Barry Sharpless defined criteria for being considered one of these excellent reactions—which he named “click reactions”—since they worked so well that they essentially just clicked molecules together like Lego. To be considered part of click chemistry, a reaction needs a few characteristics:

  • Modular (they can be used with many different building blocks)
  • High yielding (they don’t make many, if any, by-products, and make large amounts of the desired product)
  • Simple to purify (if they did make by-products, they should be non-toxic and easy to remove)
  • Simple reactions conditions (No fancy equipment or working under vacuum)
  • Use readily available starting materials (No super weird and expensive compounds)
  • Use either no solvent, or something benign like water that is easily removed
  • Happen quickly (No days or weeks long reactions)

diagram of click chemistry reaction

Image Source:

As I wrote above, there is one reaction that has become synonymous with click chemistry, to the point that it’s often referred to as simply “the click reaction”: the copper catalyzed azide-alkyne cycloaddition, or CuAAC (Cu is the periodic table shortform for copper). Barry Sharpless discovered it, but across the world in Denmark, at almost exactly the same time, so did Morten Meldal. Although Sharpless described its potential as enormous, neither researcher really knew that they were ushering in a new age of organic chemistry.
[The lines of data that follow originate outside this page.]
PR #1665, opened 2019-11-25
Deduplication configuration per parser2

ptrovatelli:
New PR for https://github.com/DefectDojo/django-DefectDojo/pull/1540
I have squashed those sparsed commits and rebased them on the latest dev. 
This will give a much nicer history after merging. 
(Please do not squash commit when merging, those are already 3 big enough commits)

@madchap @Maffooch @devGregA can you check this out? 
thanks!


ptrovatelli:
if you had started looking at the other branch, you can verify that this branch has the same code as deduplication-configuration-per-parser with: 
```
 (deduplication-configuration-per-parser)
$ git difftool --dir-diff deduplication-configuration-per-parser2
```
-> nothing in output meaning it's the same code

piyarathnalakmali:
Hi @ptrovatelli 

I have 2 requirements related to deduplication.

1.  Attributes used to identify duplicates should be configurable. (Configurable duplicate identification attributes )
2. For each duplicate finding it has a link to it's original finding. I need to filter the most related finding ( Findings from the same engagement are related than findings from the same product ) and set it as the original of the duplicate finding.
    - Ex : For a newly added finding (F) , if two findings were identified as duplicates, one finding (F1) from the same engagement and one finding (F2) from the same product, I want finding F1 to be the original of new finding (F).

If I am developing on top of the changes of this pull request, as I understand I have to implement a new duplicate identification algorithm to fulfill my requirement 1. What do you think as the best approach?
As I want to meet both requirements, I will have to integrate the second one also to the same duplicate identification algorithm. My concern is if any other user who wants to use one from the above two requirements won't have a way to achieve that. Can you please give your suggestions.

ptrovatelli:
Hello @piyarathnalakmali,
- For requirement 1 if I understand correctly you have nothing to develop: it's only configuration if your work is based on that PR. 
It's all in settings.dist.py. 

for example for checkmarx :

this chooses which attributes are used to compute the hash_code
```
    # In checkmarx, same CWE may appear with different severities: example "sql injection" (high) and "blind sql injection" (low).
    # Including the severity in the hash_code keeps those findings not duplicate
    'Checkmarx Scan': ['cwe', 'severity', 'file_path'],
```

If the attribute you need isn't in this list: 
`HASHCODE_ALLOWED_FIELDS = ['title', 'cwe', 'cve', 'line', 'file_path', 'description', 'endpoints', 'unique_id_from_tool', 'severity']
`
You can add it. 
This list is just a help to provide attributes that are tested and known to be working but it can be extended if required. It the attribute is in the finding model it will work (code is generic). 

then this: 
```
HASHCODE_ALLOWS_NULL_CWE = {
    'Checkmarx Scan': False,
```
tells that if we find a null CWE, we switch back to legacy hash_code computation (because we do need a CWE to compute the hash_code when using HASHCODE_FIELDS_PER_SCANNER for checkmarx given our configuration)

and this tells that we dedup based on hash_code (so in our example: based on ['cwe', 'severity', 'file_path'])
```
    'Checkmarx Scan': DEDUPE_ALGO_HASH_CODE,
```

The other option in DEDUPLICATION_ALGORITHM_PER_PARSER is there if we want to use another field than hash_code to deduplicate; the usecase is typically a unique identifier used in the source tool. We can also dedup on both hash_code and that unique identifier using: 
    'myscanner': DEDUPE_ALGO_UNIQUE_ID_FROM_TOOL_OR_HASH_CODE,

- For requirement 2 i'm not sure I understand why you need it. You can use the "deduplicate on engagement" in order to restrain the deduplication to the same engagement but it has a very different meaning than deduplicate on product. 

  - I understand deduplicating on product to have a central point for each given vulnerability, so that you can enrich it and keep the information till the vuln is fixed when running again imports for differents builds/releases. currently deduplication or product also deduplicate on the same engagement at the same time
  -  I understand deduplicating on engagement so that you can see which vuln are duplicate in a given import
  - But I don't see the usecase of transforming a dedup found on product to a dedup on the engagement

I'd say ideally we should have two different systems that could be activated at the same time: 
- dedup on product that we could rename as same vulnerability tracking (wouldn't deduplicate on engagement)
- dedup on engagement which is really a deduplication

ptrovatelli:
Any feedback is welcome. 

You can try this PR with: 
```
git fetch origin pull/1665/head:pr-1665
git checkout pr-1665
docker-compose build
docker-compose up
```

It that's not working you may be on a different database branch; get a fresh environment with (that will remove all data!): 
```
docker-compose down --volumes
docker-compose up
```

piyarathnalakmali:
Thank you for the explanation @ptrovatelli 

@madchap @Maffooch I am planning on doing some improvements to the duplicate identification feature. If this PR is getting merged in the near future, I can implement them on top of this PR. If it is taking time, I am planning on doing those improvements on the existing functions. But, as this PR and my improvements will change the same set of files, there will be a lot of conflicts. so, Can you please let me know a rough date which this PR will be merged?

devGregA:
All, if you have any final concerns regarding this PR please let me know. @ptrovatelli has been waiting quite a while to get this PR through. I'm going to merge Friday December 6th unless there are other concerns brought up.

piyarathnalakmali:
@ptrovatelli 
In the current implementation, for each existing finding (F) which passes all the checks, new_finding is added as a duplicate to F's duplicate list when iterating in the for loop.

But, with your changes, [this line](https://github.com/DefectDojo/django-DefectDojo/blob/ab5014853213fd2a5ccad76b632ce52cb8ec1ba9/dojo/utils.py#L180) breaks the for loop after one successful iteration. Because of that, the new finding will be added as a duplicate, only to the first existing finding in the list. Is there any specific reason why you added a "break" statement to the end of each function? As I understand, a set of relationships which are created when using the existing function are missed with your changes.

CuAAC quickly became the epitome of click chemistry. Before long it was it was the go-to for attaching nearly any two organic molecules together. Among many reasons it was so heavily embraced include how well it works, and the triazole linkage that it creates. Triazoles are quite stable, and are part of several important drugs, like fluconazole, a widely used antifungal medication. The CuAAC reaction sped up drug development tremendously and enabled all kinds of research that would have previously been very impractical, if not impossible.

However, there was one problem with the CuAAC reaction: its copper catalyst. Unfortunately, copper is highly toxic to living things. Some attempts were made to develop and include other compounds that could sequester the copper and prevent it from harming cells, but the next breakthrough came in 2004. This is where the third winner of the 2022 Nobel Prize in Chemistry comes in- Carolynn R. Bertozzi.

Wanting to study the complex sugars that sit on the surface of certain cells, Bertozzi was inspired by click chemistry’s simple and efficient nature. But, wanting to apply click chemistry to living cells meant finding a copper-free way of catalyzing the reaction. Looking back to the literature of 1961, she was inspired to use a ring-shaped molecule that was very unhappy being a ring.

Much like if you bend a pool noodle into a circle, molecules can often be bent into rings. But just like the pool noodle, they are clearly strained. The moment they’re given a chance, the molecule will spring open, just like the pool noodle when you let go. Bertozzi was able to harness that energy and create an incredibly powerful tool for studying molecular biology: the strain-promoted alkyne-azide cycloaddition, or SPAAC. With the toxic copper catalyst eliminated, researchers were off to the races! The applications for labelling and creating compounds that can be used in living cells or animals are numerous. I should know—it was absolutely integral to my M.Sc. thesis research!

We haven’t yet seen the full research impact of click chemistry, and we’ve already seen a lot. I have no doubt that Sharpless, Meldal and Bertozzi’s innovations will go down as defining moments in scientific history. Their impact on scientific research can’t be overstated, and therefore their potential to improve the lives of many. As the The Royal Swedish Academy of Sciences wrote, “In addition to being elegant, clever, novel and useful, it also brings the greatest benefit to humankind.”